Шрифт:
Только вызовут меня, а все уже смеются. Выхожу.
— Я, — говорю, — не знаю.
И учителя тоже ведь смеются. Особенно физик наш веселится.
— Так, значит, — смеётся, — не знаешь? Всегда знаешь, а сегодня нет?
— Сегодня нет.
— Значит, чего ты не знаешь? Что напряжение равно произведению…
— Сопротивления на ток, — говорю с отвращением.
— Так. А ещё чего ты не знаешь?
И пишет на доске сложнейшую формулу и нарочно ошибку делает. А я не выдержу, исправлю.
— Ага, — кричит, — попался! Садись, пять!
А вокруг опять хохот, крик. Сажусь в тоске, смотреть на ребят стыдно. У других четвёрки, тройки, даже двойки попадаются, а я, как гогочка, на одних пятёрках.

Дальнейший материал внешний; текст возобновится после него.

PR #281, opened 2022-01-21
Depth and disparity pipelines fixed

SergioVelmay:
I noticed that the queue called `depth` was never found.

This was the reason:
`"left" or "disparity" or "depth"` is always equal to `"left"`
`"right" or "disparity" or "depth"`  is always equal to `"right"`
`"disparity" or "depth"`  is always equal to `"disparity"`

The `depth` recording only worked if `left`, `right` and `disparity` were also selected.


Erol444 (approved):
Thank you for the bug fix! LGTM

PR #283, opened 2022-01-31
Add Qt GUI example

VanDavv:
# Gen2 QT GUI

This demo uses [PyQt5](https://pypi.org/project/PyQt5/) to create an interactive GUI displaying frames from DepthAI camera. 
Application allows switching between RGB and Depth previews and adjusting depth properties dynamically, like enabling Left-Right Check or changing median filtering.
Additionally, layout is built using [QML](https://doc.qt.io/qt-5/qtqml-index.html)

## Demo

depth gif

## Install project requirements

```
```

## Run this example

```
python3 main.py
```


Erol444 (approved):
LGTM, thanks!

PR #294, opened 2022-02-09
Update gen2-face-recognition to 2.14.1.0; mitigate script node crash by changing target CPU to CSS

szabi-luxonis:


Erol444 (approved):
Have been testing for 20min and seems to work flawlessly, thanks @szabi-luxonis !

PR #318, opened 2022-03-04
Full FoV NN - use latest depthai release

alex-luxonis:
Send properly scaled `preview` (812x608) to ImageManip.
Reduce FPS (30 -> 25) to fix ImageManip lag with ISP running at 12MP.


Erol444 (approved):
For some reason, I was under the impression the image_manip_refactor branch was needed for this functionality, thanks for fixing it!

PR #319, opened 2022-03-07
Created foxglove folder

ZigiMigi:
Created foxglove folder and 2 files. First streams rgb image to foxglove studio, second streams pointclouds to foxglove studio.


Luxonis-Brandon:
Sweet thanks @ZigiMigi !

ZigiMigi:
- when testing ```point cloud``` in foxglove you will see that the ```point cloud``` is flickering, that is not a problem on our side, but on foxglove's side (as they have a problem with their 3D panel)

Да ещё это собрание общешкольное по итогам третьей четверти. Полный зал народу. Все гудят, каждый своё: завуч на трибуне, мы в зале.
И вдруг слышу, он говорит:
— Из девятых классов у нас кандидатом на золотую медаль является Александр Горохов.
И все на меня смотрят — хоть сквозь землю провались! А он ещё добавляет:
— И просим его, как представителя учащихся, занять место в президиуме.
Как я шёл — не помню, только стал на сцену по ступенькам взбираться, а они воском натёртые, скользкие, в общем, поскользнулся я и грохнулся со всего размаху!
А в зале рёв, восторг! Ещё бы!
«Ну ладно, — думаю, — хватит! При первом же случае получаю трояк — и будьте здоровы!»
А Лубенец, как и раньше, у меня жил, только всё же пожалел меня немножко, перестал свои полочки выпиливать. Я его отвёл в наш сарай, и он там сразу же на старые доски накинулся.
Только кончим мы с ним заниматься, он сразу вскакивает — и туда!
Однажды мы со Славкой зашли в сарай.
— Пахнет, — говорит Славка, — у вас тут хорошо, как в лесу.
А Генка стоит, доску зажал в деревянные тиски и строгает её фуганком, длинную стружку гонит, она свивается и вниз падает, а доска гладкая получается, чистая, жёлтая и почти прозрачная.
А Лубенец раскраснелся, доволен — поёт, улыбается. Ни разу не видел, чтобы из-за обычной доски так радовались. И вообще редко видел, чтобы так радовались.
— Ген, а чего ты делаешь? — Слава спрашивает.
— Ещё не знаю.
— По-моему, у тебя лодка получается.
— Да? Похоже вообще.
— Слышь, Ген! Я сейчас на улице объявление читал — в нашем отделении милиции выставка будет «Умелые руки».
— Это почему же в милиции?
— Ну, не в милиции — в детской комнате.
— И что?
— Лодку выставишь.
— Спортят.
— «Спортят-спортят». Не спортят!
— Да ну.
Так тогда и не договорились.
Но через месяц, когда сделали всё — просмолили, покрасили, — взяли мы со Славой её на плечи и понесли. Уже тепло было, совсем лето.
А Лубенец сзади бежал, кричал: «Отдайте!»
Поставили её в комнату, куда нам показали, среди других экспонатов. Много там чего было.
Был там робот, по комнате ездил на колёсиках, глаза-лампочки зажигал.
Был там автомобильчик, управляемый по радио, на полу восьмёрки выписывал.
Был там приёмничек в банке от монпасье.
— Всё электроны, электроны, — заметил Лубенец, — а вот мне плотницкое дело нравится. Что, нельзя?
Походили, посмотрели, и вдруг замечаю — перед нашей лодкой стоит на коленях дядька, голову туда засунул и ещё костяшками изнутри выстукивает.
Мы подошли, а он вылез и оказался батя Лубенцов. Гена к выходу, а он его за шиворот — хвать!
— Неплохо, — говорит, — сработано. Ты, что ли, делал?
— Ну я.
— Ладно, бог с тобой. Только ты мне вот что объясни…
А я? Я, надо сознаться, тройку так и не получил. И даже четвёрку. А что я могу сделать, если мне некоторые книги читать интересно, особенно по физике и по истории. Начнёшь — и читаешь, читаешь.
И тут меня осенило. Может, и вправду, мне золотую медаль получить? Ведь я и действительно лучше всех.
Пошёл к бабушке на кухню посоветоваться. Из кухни шипенье идёт, дым, бабушка блины печёт — зачерпнёт из кастрюли половником жидкого теста и выльет на сковородку, оно зашипит, забулькает, потом в нём начинает желтизна проступать, а краешки румянятся, тонкие делаются, ломкие, загибаются, а на блине пузыри коричневые вздуваются — это самое вкусное.